Hertz, Heinrich Rudolf (1857–1894)
Heinrich Hertz was a German physicist who discovered radio waves, and demonstrated that heat waves (infrared) and light are also part of the electromagnetic spectrum.
Heinrich Hertz was born in Hamburg and studied at the universities of Munich and Berlin. At the latter, in 1880, he became assistant to Hermann von Helmholtz. In 1883 he began to lecture in Kiel, in 1885 was appointed professor of physics at Karlsruhe Technical College, and in 1889 succeeded Clausius at the University of Bonn.

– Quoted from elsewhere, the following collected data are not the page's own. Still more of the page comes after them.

Issue #2043, opened 2017-08-24
data_sets (new) making unnecessary API calls


mccalluc:
jmarx:
> Are we aware the current data_set (now data_set2) is making all the old api calls in addition to the correct api calls?

mccalluc:
> No, I hadn’t looked at it, but I think I’ve seen something similar on `user/files` aka `files`: more API requests than I need. I know there are the checks in the javascript for whether we’re on data_sets2 or not, and I had though I had replaced them correctly, but maybe not, or do you think something else is to blame? You’re pretty confident this is a regression since the URL swap?

jmarx:
> Yes, because I resolved it for the data_set2 address.

mccalluc:
@jkmarx : I believe your PR #2056 fixed this? Reopen if I'm mistaken

PR #2056, opened 2017-08-26
Prevent old_file_browser api calls and grid generation in current fil…

jkmarx:
Resolves issue #2043

### DIFF
--- a/refinery/static/source/js/refinery/solr/solr_document_table.js
+++ b/refinery/static/source/js/refinery/solr/solr_document_table.js
@@ -107,12 +107,10 @@ SolrDocumentTable.prototype.render = function(solrResponse) {
     .trigger('refinery/solrTable/destroy')
     .html("");
    // Required while data set 2 lives in parallel.
-  if (window.location.href.indexOf('data_sets') === -1) {
-    self._renderTable(solrResponse);
+  self._renderTable(solrResponse);
     //$( "#" + self._parentElementId ).html( code );
     // attach event listeners
     // ..
-  }
 };
 
 SolrDocumentTable.prototype._renderTable = function(solrResponse) {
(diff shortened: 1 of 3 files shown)


refinery/static/source/js/refinery/solr/solr_document_table.js
```diff
@@ -107,12 +107,10 @@ SolrDocumentTable.prototype.render = function(solrResponse) {
     .trigger('refinery/solrTable/destroy')
     .html("");
    // Required while data set 2 lives in parallel.
-  if (window.location.href.indexOf('data_sets') === -1) {
-    self._renderTable(solrResponse);
+  self._renderTable(solrResponse);
     //$( "#" + self._parentElementId ).html( code );
     // attach event listeners
     // ..
-  }
```
mccalluc: [Originally](https://github.com/refinery-platform/refinery-platform/blame/46619c1a75bf765ca874e1797e3ea35db3aa0e24/refinery/static/source/js/refinery/solr/solr_document_table.js#L109), this had been:
```
  if (window.location.href.indexOf('data_sets2') === -1) {
    self._renderTable(solrResponse);
    //$( "#" + self._parentElementId ).html( code );
    // attach event listeners
    // ..
}
```

and the intention seemed to be *not* to run it in FB2, but I'm really not sure what it should be at this point.

jkmarx: @mccalluc The old table generation should only be called when in the data_set old which is provenance. It's hacky, but will work while we are in the transition phase. Open to other suggestions, but note this is temporary.

jkmarx: I relocated the conditional in the document.ready, so it's no longer needed here.

mccalluc: ok, I see the connection now. Thanks!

Hertz greatly advanced the science of electromagnetism, continuing the work of Michael Faraday and James Clerk Maxwell, and was an ingenious experimenter. He discovered, broadcast (c. 1886), and received the radio waves predicted by Maxwell. He showed also that they could be reflected, refracted, polarized, and diffracted much as light, and that they traveled at the same speed though their wavelength was much greater. Hertz also discovered in 1887 that an electric spark occurs more readily when the electrodes are irradiated with ultraviolet light (the Hertz effect), and consequence of the photoelectric effect.
Hertz died from blood poisoning at the age of 36, and did not live long enough to see Marconi turn radio transmission into a worldwide system of communication.
The SI unit of frequency, the hertz, is named after him.